- _Exercise details_
Take the line with "kans: Does anyone know what this does?" and every line after it in the data. Transcribe them exactly, through the last.

(Entries taken from a collection)
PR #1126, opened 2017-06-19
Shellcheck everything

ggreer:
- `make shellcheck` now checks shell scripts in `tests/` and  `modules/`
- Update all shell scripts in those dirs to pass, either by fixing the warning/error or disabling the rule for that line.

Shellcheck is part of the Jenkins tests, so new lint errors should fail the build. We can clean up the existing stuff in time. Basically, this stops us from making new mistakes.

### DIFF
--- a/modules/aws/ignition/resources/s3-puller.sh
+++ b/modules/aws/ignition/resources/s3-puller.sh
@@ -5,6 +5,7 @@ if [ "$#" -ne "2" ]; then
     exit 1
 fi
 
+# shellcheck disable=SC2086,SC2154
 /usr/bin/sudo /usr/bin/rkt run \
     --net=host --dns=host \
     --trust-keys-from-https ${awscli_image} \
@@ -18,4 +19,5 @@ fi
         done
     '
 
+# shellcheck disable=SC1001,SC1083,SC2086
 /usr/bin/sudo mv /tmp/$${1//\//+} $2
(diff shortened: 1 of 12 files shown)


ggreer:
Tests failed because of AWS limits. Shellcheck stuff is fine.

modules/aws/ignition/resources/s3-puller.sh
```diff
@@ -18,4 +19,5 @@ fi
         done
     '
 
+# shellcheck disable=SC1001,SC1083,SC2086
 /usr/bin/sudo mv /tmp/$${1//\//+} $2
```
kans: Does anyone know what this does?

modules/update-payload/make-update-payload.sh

- _Solution to the exercise_
kans: Does anyone know what this does?

modules/update-payload/make-update-payload.sh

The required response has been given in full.